> **Data shown**:
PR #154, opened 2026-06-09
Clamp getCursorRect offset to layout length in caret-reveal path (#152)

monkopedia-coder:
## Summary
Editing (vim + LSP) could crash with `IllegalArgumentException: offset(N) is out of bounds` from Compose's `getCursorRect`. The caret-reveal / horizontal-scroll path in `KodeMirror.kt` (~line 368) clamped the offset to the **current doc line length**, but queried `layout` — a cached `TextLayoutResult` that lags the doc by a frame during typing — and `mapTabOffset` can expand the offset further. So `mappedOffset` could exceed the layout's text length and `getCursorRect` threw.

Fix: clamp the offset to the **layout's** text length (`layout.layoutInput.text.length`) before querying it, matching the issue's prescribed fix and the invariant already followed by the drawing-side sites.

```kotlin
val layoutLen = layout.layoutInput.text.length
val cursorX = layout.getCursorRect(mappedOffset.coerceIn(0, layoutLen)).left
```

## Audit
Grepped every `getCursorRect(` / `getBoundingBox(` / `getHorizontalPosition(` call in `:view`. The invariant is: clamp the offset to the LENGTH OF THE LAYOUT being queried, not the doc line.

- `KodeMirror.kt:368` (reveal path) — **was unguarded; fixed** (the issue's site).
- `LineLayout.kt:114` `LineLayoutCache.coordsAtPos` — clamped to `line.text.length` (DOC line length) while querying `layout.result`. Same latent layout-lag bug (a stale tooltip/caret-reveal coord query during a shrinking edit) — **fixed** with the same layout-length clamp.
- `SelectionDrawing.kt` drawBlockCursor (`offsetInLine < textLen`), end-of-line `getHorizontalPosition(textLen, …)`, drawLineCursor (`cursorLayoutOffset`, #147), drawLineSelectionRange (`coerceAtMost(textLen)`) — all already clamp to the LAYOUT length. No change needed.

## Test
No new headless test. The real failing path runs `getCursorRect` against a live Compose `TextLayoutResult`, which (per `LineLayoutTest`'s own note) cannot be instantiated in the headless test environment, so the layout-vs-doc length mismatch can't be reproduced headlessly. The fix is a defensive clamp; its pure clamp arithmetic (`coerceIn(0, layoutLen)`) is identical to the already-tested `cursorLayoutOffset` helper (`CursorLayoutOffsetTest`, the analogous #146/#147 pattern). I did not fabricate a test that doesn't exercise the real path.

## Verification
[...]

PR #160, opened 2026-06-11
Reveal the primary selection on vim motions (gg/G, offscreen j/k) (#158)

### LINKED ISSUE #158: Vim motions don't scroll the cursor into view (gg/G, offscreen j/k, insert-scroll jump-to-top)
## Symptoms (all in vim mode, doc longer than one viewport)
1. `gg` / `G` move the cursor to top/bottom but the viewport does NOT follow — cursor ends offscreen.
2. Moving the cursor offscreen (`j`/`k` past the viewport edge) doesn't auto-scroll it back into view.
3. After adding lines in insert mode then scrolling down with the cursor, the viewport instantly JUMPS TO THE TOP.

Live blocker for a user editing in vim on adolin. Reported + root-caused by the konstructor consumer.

> **Task brief**: Restate, word for word, the final stretch of the entries above: the line containing "### LINKED ISSUE" and every line after it, up to and including the last.

> **Answer to this exercise**:
### LINKED ISSUE #158: Vim motions don't scroll the cursor into view (gg/G, offscreen j/k, insert-scroll jump-to-top)
## Symptoms (all in vim mode, doc longer than one viewport)
1. `gg` / `G` move the cursor to top/bottom but the viewport does NOT follow — cursor ends offscreen.
2. Moving the cursor offscreen (`j`/`k` past the viewport edge) doesn't auto-scroll it back into view.
3. After adding lines in insert mode then scrolling down with the cursor, the viewport instantly JUMPS TO THE TOP.

Live blocker for a user editing in vim on adolin. Reported + root-caused by the konstructor consumer.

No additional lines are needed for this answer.